_Task item_.
Pull each line containing "micrologger" out of the listing below.

_Records for processing_.
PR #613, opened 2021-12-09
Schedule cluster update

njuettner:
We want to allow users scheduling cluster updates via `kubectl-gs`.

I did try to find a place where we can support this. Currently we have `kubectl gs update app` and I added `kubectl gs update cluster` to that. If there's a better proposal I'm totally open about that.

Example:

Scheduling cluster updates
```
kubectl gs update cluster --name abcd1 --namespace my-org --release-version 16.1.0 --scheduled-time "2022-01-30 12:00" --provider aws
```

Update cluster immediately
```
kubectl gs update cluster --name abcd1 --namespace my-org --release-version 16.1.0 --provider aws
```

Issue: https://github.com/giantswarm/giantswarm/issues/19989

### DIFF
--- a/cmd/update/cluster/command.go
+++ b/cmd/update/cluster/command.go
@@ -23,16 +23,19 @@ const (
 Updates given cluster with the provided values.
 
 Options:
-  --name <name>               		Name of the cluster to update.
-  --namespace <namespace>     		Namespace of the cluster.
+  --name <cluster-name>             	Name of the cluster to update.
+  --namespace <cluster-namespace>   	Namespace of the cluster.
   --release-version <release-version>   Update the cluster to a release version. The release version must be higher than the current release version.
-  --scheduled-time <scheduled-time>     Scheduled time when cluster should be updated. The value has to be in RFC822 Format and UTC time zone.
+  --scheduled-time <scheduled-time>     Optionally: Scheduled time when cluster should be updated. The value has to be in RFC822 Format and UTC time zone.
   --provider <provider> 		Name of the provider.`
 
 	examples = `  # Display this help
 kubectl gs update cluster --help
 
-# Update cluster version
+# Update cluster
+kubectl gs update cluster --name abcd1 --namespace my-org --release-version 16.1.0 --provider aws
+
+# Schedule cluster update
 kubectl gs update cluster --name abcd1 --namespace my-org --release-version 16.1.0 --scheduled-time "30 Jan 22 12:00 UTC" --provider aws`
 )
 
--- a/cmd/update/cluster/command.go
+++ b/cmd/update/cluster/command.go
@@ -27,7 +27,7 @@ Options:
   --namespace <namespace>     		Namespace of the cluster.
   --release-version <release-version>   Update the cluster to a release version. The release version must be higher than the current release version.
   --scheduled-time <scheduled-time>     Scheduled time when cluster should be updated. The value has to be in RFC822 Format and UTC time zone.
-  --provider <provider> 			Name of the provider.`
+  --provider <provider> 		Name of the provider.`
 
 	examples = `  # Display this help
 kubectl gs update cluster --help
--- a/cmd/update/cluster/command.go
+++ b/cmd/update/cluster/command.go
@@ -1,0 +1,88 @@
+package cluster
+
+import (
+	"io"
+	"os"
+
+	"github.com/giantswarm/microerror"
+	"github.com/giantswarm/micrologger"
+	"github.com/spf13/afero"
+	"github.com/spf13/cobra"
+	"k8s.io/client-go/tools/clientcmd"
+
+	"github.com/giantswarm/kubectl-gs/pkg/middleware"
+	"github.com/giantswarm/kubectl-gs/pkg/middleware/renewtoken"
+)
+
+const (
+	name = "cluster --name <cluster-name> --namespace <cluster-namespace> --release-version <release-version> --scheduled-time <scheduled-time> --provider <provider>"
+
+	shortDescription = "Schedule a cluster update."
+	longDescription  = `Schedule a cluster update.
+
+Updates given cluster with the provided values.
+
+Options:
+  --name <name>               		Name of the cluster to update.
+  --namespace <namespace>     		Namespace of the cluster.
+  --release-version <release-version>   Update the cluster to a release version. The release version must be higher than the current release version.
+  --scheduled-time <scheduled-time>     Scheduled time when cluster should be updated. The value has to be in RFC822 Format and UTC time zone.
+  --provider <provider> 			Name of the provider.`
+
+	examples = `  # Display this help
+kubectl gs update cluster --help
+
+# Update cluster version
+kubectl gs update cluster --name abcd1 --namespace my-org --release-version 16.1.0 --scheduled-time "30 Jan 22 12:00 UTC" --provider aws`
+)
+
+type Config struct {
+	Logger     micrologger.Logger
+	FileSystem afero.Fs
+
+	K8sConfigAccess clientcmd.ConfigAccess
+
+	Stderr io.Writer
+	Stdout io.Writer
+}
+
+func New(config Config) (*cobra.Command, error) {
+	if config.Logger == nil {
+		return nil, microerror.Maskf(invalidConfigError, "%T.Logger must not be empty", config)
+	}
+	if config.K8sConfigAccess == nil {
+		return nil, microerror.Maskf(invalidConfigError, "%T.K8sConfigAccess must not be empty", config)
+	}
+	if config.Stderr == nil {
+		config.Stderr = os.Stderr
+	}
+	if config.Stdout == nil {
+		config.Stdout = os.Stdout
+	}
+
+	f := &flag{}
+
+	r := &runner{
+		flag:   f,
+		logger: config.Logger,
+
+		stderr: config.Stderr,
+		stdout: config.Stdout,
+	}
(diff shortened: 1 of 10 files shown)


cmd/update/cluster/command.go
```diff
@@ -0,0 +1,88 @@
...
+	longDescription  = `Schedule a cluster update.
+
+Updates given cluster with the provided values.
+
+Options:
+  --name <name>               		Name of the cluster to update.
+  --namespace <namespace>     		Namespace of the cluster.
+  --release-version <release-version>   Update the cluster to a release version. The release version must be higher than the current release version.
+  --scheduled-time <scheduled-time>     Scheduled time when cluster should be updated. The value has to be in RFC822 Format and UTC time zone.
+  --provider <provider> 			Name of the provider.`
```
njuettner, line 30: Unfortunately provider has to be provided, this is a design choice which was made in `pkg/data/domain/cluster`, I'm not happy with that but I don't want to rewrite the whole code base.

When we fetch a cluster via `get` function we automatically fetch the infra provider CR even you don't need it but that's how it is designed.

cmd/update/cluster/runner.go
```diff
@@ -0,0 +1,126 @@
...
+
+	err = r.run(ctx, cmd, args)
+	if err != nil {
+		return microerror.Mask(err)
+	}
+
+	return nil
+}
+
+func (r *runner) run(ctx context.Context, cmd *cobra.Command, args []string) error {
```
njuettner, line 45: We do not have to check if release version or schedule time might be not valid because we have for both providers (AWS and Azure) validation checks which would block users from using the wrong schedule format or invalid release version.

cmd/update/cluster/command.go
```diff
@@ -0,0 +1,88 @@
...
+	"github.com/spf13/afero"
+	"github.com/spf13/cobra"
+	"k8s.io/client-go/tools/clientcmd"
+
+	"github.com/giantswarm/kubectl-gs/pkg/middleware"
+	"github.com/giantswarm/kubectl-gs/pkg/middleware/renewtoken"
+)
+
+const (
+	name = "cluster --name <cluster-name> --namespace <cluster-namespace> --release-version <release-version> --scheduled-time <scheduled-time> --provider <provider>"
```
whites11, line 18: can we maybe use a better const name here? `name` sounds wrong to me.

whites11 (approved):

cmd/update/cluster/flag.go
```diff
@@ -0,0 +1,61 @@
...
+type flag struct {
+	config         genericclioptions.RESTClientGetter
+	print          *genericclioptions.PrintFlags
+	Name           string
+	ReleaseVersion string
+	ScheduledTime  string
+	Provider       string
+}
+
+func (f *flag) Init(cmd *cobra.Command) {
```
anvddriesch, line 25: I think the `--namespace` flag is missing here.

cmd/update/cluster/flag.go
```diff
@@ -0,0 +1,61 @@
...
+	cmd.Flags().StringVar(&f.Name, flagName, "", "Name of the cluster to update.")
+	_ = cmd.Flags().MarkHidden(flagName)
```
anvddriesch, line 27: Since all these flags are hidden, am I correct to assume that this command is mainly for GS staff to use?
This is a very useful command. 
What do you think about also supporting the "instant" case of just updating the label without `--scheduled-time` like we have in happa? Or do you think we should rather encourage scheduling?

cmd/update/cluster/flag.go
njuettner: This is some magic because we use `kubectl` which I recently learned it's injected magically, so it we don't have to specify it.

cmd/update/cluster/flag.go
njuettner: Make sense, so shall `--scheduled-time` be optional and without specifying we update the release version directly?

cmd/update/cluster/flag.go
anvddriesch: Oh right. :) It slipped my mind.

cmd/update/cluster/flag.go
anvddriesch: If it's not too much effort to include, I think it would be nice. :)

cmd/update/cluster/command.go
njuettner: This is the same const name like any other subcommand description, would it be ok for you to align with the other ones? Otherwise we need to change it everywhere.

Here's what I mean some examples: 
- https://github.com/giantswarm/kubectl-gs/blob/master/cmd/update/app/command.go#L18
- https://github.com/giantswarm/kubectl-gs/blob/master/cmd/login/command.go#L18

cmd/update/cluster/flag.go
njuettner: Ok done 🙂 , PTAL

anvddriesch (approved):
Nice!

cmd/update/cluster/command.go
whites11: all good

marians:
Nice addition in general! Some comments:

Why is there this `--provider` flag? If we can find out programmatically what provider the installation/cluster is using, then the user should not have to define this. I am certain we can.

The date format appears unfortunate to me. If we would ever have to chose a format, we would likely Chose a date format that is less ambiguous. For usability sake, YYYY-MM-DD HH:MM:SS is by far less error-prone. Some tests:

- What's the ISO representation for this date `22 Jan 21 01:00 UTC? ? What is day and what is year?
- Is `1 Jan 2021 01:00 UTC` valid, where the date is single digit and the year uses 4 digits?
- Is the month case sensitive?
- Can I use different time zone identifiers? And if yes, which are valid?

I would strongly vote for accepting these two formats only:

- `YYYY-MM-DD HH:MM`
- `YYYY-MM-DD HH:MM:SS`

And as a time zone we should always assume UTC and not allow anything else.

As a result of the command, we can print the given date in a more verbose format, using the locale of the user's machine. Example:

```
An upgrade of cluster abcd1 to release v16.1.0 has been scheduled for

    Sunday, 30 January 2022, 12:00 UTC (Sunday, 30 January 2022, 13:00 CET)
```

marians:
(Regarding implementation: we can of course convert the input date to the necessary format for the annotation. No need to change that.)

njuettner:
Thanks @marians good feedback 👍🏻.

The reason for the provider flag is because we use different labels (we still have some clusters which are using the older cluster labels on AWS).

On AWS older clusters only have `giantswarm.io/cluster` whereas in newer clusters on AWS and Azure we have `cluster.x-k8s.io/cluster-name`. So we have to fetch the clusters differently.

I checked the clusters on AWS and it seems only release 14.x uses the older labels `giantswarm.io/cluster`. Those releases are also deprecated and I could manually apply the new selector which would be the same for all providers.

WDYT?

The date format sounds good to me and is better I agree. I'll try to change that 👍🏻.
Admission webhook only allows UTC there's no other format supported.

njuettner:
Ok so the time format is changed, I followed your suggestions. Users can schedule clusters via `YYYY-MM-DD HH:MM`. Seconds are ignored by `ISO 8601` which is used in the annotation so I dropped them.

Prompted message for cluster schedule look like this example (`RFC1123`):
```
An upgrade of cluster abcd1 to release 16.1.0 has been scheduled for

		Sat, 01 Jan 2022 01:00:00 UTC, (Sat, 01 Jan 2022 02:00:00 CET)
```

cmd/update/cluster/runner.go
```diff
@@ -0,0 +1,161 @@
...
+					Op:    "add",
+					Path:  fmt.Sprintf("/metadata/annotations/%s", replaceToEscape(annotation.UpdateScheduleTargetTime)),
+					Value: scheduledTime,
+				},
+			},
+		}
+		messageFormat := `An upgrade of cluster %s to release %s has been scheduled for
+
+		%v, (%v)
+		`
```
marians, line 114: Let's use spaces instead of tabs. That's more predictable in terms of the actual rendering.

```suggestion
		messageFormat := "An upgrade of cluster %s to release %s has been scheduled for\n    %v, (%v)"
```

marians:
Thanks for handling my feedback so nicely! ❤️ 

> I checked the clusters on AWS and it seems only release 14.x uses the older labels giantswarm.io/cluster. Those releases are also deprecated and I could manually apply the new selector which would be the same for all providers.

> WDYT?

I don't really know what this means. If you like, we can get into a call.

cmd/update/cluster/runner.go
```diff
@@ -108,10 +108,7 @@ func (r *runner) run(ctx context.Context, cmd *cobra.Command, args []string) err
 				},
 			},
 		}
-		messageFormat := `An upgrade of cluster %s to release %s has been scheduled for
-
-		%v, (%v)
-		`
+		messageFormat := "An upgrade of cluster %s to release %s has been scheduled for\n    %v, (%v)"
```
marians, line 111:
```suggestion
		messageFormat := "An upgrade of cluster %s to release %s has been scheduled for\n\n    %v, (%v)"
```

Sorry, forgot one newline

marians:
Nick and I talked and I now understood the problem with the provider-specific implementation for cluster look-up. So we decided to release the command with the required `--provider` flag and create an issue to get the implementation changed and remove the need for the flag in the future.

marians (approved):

_Output for this task_.
+	"github.com/giantswarm/micrologger"
+	Logger     micrologger.Logger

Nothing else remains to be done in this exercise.